* [Study material]
PR #6595, opened 2020-08-23
Add API endpoints for accepting and completing remote tasks

lukasgraf:
This change introduces three new endpoints:

- `POST @remote-workflow` on the Plone site root
- `POST @accept-remote-task` on dossiers
- `POST @complete-successor-task` on tasks

These are endpoints required in the backend to facilitate the process of accepting inter-admin-unit tasks, and finally resolving them, via the new frontend.

The underlying idea is that the frontend should need to know as little as possible about the detailed mechanics of inter-admin-unit processes, remote requests, and authenticating to non-local admin units.

These endpoints therefore proxy or internally dispatch (via server-to-server requests) the necessary actions, allowing the frontend to perform all actions from a single, current admin unit.

Using these endpoints, the processes of accepting and completing inter-admin-unit tasks can be implemented as follows.

*(In these examples, `rk` is always considered the current, local admin unit, and `fd` the remote AU, where a task has been assigned to us)*

### Accepting a task

-----
accept_choices

*(Refresher what this looks like in the classic UI)*

-----

#### 1) Accepting the task on the remote unit where it physically resides.

This is the simplest case. In this case the `@remote-workflow` endpoint can be used to invoke a **workflow transition on a remote object** (referenced by `remote_oguid`) from the current admin unit in order to accept that task remotely.

```http
    POST /rk/@remote-workflow/some-transition

    {
      "remote_oguid": "fd:12345",
      "text": "I accept this task"
    }
```

#### 2) Accept the remote task into an existing local dossier.

This can be accomplished using the `@accept-remote-task` endpoint on the local target dossier where the successor task should be copied to (including the documents attached to the remot predecessor task).

```http
    POST /rk/dossier-17/@accept-remote-task

    {
      "task_oguid": "fd:12345",
      "text": "I'm accepting this task into this dossier."
    }
```

#### 3) Accept the remote task into a new local dossier

Since the frontend will handle the creation of the new dossier, this case can simply be reduced to case 2) from a backend perspective.

### Completing the successor task

For cases 2) and 3), where a successor task is created locally, the completion of that successor will involve also completing the predecessor on the remote side, and optionally delivering selected documents. This can be done using the `@complete-successor-task` on the local successor task:

```http
    POST /rk/task-42/@complete-successor-task

    {
      "transition": "task-transition-in-progress-resolved",
      "documents": [1423795951],
      "text": "I finished this task."
    }

```

Jira: https://4teamwork.atlassian.net/browse/GEVER-270

(Also: https://4teamwork.atlassian.net/browse/GEVER-269)

## Checklist (Must have)

- [x] Changelog entry

## Checklist (if applicable)

- API change:
- New functionality:
     (out of scope, separate story for forwardings)

### DIFF
--- a/opengever/api/accept_remote_task.py
+++ b/opengever/api/accept_remote_task.py
@@ -1,17 +1,13 @@
+from opengever.api.remote_task_base import RemoteTaskBaseService
 from opengever.base.exceptions import MalformedOguid
 from opengever.base.oguid import Oguid
 from opengever.task.browser.accept.utils import accept_task_with_successor
 from plone.protect.interfaces import IDisableCSRFProtection
-from plone.restapi.deserializer import json_body
-from plone.restapi.interfaces import ISerializeToJson
-from plone.restapi.services import Service
 from zExceptions import BadRequest
-from zope.component import queryMultiAdapter
 from zope.interface import alsoProvides
-import json
 
 
-class AcceptRemoteTaskPost(Service):
+class AcceptRemoteTaskPost(RemoteTaskBaseService):
     """Accepts a task on a remote admin unit by creating a successor copy
     in the dossier the endpoint was invoked on.
 
@@ -34,8 +30,8 @@ class AcceptRemoteTaskPost(Service):
     *must* be on a different admin unit than the current one.
     """
 
-    def _format_exception(self, exc):
-        return '%s: %s' % (exc.__class__.__name__, str(exc))
+    required_params = ('task_oguid', )
+    optional_params = ('text', )
 
     def is_remote(self, oguid):
         return not oguid.is_on_current_admin_unit
@@ -44,23 +40,11 @@ class AcceptRemoteTaskPost(Service):
         # Disable CSRF protection
         alsoProvides(self.request, IDisableCSRFProtection)
 
-        # Extract and validate parameters
-        json_data = json_body(self.request)
+        # Extract and validate parameters, assign defaults
+        params = self.extract_params()
 
-        raw_task_oguid = json_data.pop('task_oguid', None)
-        if not raw_task_oguid:
-            raise BadRequest(
-                'Required parameter "task_oguid" is missing in body')
-
-        response_text = json_data.pop('text', u'')
-
-        # Reject any unexpected parameters
-        unexpected_params = json_data.keys()
-        if unexpected_params:
-            raise BadRequest(
-                'Unexpected parameter(s) in JSON '
-                'body: %s. Supported parameters are: '
-                '["task_oguid", "text"]' % json.dumps(unexpected_params))
+        raw_task_oguid = params['task_oguid']
+        response_text = params.get('text', u'')
 
         # Validate that Oguid is well-formed and refers to a task that is
         # actually remote. Turn any Python exceptions into proper
@@ -68,7 +52,7 @@ class AcceptRemoteTaskPost(Service):
         try:
             task_oguid = Oguid.parse(raw_task_oguid)
         except MalformedOguid as exc:
-            raise BadRequest(self._format_exception(exc))
+            raise BadRequest(self.format_exception(exc))
 
         if not self.is_remote(task_oguid):
             raise BadRequest(
@@ -87,7 +71,5 @@ class AcceptRemoteTaskPost(Service):
         self.request.response.setStatus(201)
         self.request.response.setHeader("Location", successor.absolute_url())
 
-        serializer = queryMultiAdapter((successor, self.request), ISerializeToJson)
-        serialized_successor = serializer()
-        serialized_successor["@id"] = successor.absolute_url()
+        serialized_successor = self.serialize(successor)
         return serialized_successor
--- a/opengever/api/accept_remote_task.py
+++ b/opengever/api/accept_remote_task.py
@@ -1,0 +1,93 @@
+from opengever.base.exceptions import MalformedOguid
+from opengever.base.oguid import Oguid
+from opengever.task.browser.accept.utils import accept_task_with_successor
+from plone.protect.interfaces import IDisableCSRFProtection
+from plone.restapi.deserializer import json_body
+from plone.restapi.interfaces import ISerializeToJson
+from plone.restapi.services import Service
+from zExceptions import BadRequest
+from zope.component import queryMultiAdapter
+from zope.interface import alsoProvides
+import json
+
+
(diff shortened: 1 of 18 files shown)


lukasgraf:
@all4manu breaking change compared to what you saw last:
The field for the comment / response is now always called `text`, in all three endpoints *(it was named `response_text` before for the accept endpoint)*.

Other than that, this should be pretty much exactly what we discussed.

opengever/base/oguid.py
```diff
@@ -71,6 +73,32 @@ def get_url(self):
         from opengever.base.browser.resolveoguid import ResolveOGUIDView
         return ResolveOGUIDView.url_for(self, admin_unit=admin_unit)
 
+    def get_remote_url(self, public=False):
+        """
```
deiferni, line 77: delete empty docstring

opengever/base/oguid.py
```diff
@@ -71,6 +73,32 @@ def get_url(self):
...
+        """
+        if self.admin_unit_id == get_current_admin_unit().id():
+            raise NonRemoteOguid('Not a remote OGUID. Use get_url() instead')
+
+        admin_unit = ogds_service().fetch_admin_unit(self.admin_unit_id)
+
+        if public:
```
deiferni, line 84: i did not find a place where we use `public=True`, can we get rid of the parameter (or test it separately)?

opengever/api/remote_workflow.py
```diff
@@ -0,0 +1,110 @@
...
+        except MalformedOguid as exc:
+            raise BadRequest(self._format_exception(exc))
+
+        try:
+            remote_obj_url = remote_obj_oguid.get_remote_url()
+        except (UnsupportedTypeForRemoteURL, NonRemoteOguid) as exc:
+            raise BadRequest(self._format_exception(exc))
+
+        # Extract and forward path parameters (i.e., the transition)
+        path_params = '/'.join(self.path_params)
```
deiferni, line 80: this service mixes how it receives relevant parameters, the workflow-name is in the request path, the oguid in the json body. you did this to keep the interface of `@workflow` consistent, correct?

opengever/api/accept_remote_task.py
```diff
@@ -0,0 +1,93 @@
...
+        return not oguid.is_on_current_admin_unit
+
+    def reply(self):
+        # Disable CSRF protection
+        alsoProvides(self.request, IDisableCSRFProtection)
+
+        # Extract and validate parameters
+        json_data = json_body(self.request)
+
+        raw_task_oguid = json_data.pop('task_oguid', None)
```
deiferni: should we consistently name the parameter `remote_oguid`? it may be confusing for the api-user if the name is different 🤔 , also it would allow to extract oguid validation into a central place.

opengever/api/configure.zcml
```diff
@@ -861,4 +861,13 @@
       layer="opengever.base.interfaces.IOpengeverBaseLayer"
       />
 
+  <plone:service
+      method="POST"
+      name="@accept-remote-task"
+      for="opengever.dossier.behaviors.dossier.IDossierMarker"
+      factory=".accept_remote_task.AcceptRemoteTaskPost"
+      permission="cmf.ModifyPortalContent"
```
deiferni, line 869: shouldn't this be `cmf.AddPortalContent` as we are adding new content locally?

opengever/task/browser/complete.py
```diff
@@ -44,6 +41,7 @@
 from zope.schema.vocabulary import SimpleVocabulary
 import AccessControl
 import json
+from opengever.task.browser.complete_utils import complete_task_and_deliver_documents
```
deiferni, line 44: unsorted imports

deiferni (approved):
LGTM 👍 , thanks for the good and reviewable commits 🎉 .

There are some mostly optional comments. Only the permission in the accept-service needs a double-check.

opengever/base/oguid.py
lukasgraf: Oops. I think I'll write one instead 😉

opengever/base/oguid.py
lukasgraf: That's correct. Currently, this is only used for server-to-server requests, therefore the `site_url` is the appropriate one. I didn't want to default to `site_url` though without making it obvious that this is what happens. Otherwise someone might use that method in the future in a context where `public_url` would be appropriate.

I'll add a separate test for this.

opengever/api/remote_workflow.py
lukasgraf: Correct. This mirrors the fact that the `@workflow` endpoint receives the transition as a path-parameter.

opengever/api/accept_remote_task.py
lukasgraf: I thought about it. However, after some back and forth I decided against it, because the (`@remote-workflow`) vs. (`@accept-remote-task`, `@complete-successor-task`) endpoints implement two different concepts.

The first has a somewhat generic underlying base: `remote_oguid` could (in theory) refer to an object of any type, and could (and should) be used the same way in potentially other `@remote-<...>` endpoints.

The latter two are tightly bound to tasks though (as indicated by their names as well). They are highly custom, they'll be limited in number (maybe one more in the future for forwardings), and they can't possibly work for anything else than tasks. Because of that, I see some value in the property name being specific (and more descriptive, by referring to a `task_...`) instead of generic.

In terms of API usage, any code that invokes these two endpoints most likely will be as custom as the behavior they trigger, and can't be (shouldn't be, IMHO) any generalized code that just happens to invoke those.

opengever/api/configure.zcml
lukasgraf: True 👍

lukasgraf:
@deiferni FYI, the failing tests were indeed for the reason you suspected. For Role Assignment Reports,`report['items']` order is dependent on a catalog query with imlicit ordering by `modified`, which can get flaky of its limited precision of one second. Will create a follow up PR that makes that order stable _(instead of changing the tests to not assert on a specific order)_.

Also confirmed by the fact that I was able to re-trigger the tests for the previously failing commits in this PR, and they now passed 😉

opengever/api/accept_remote_task.py
deiferni: i was also going back and forth before writing the comment, so it probably does not matter too much and we need to decide to go one way. i'm fine with the way it is right now, too 👍 .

* [Task instructions] The expected answer is a number and nothing else: how many lines above include the word "True".

* [Task solution] 2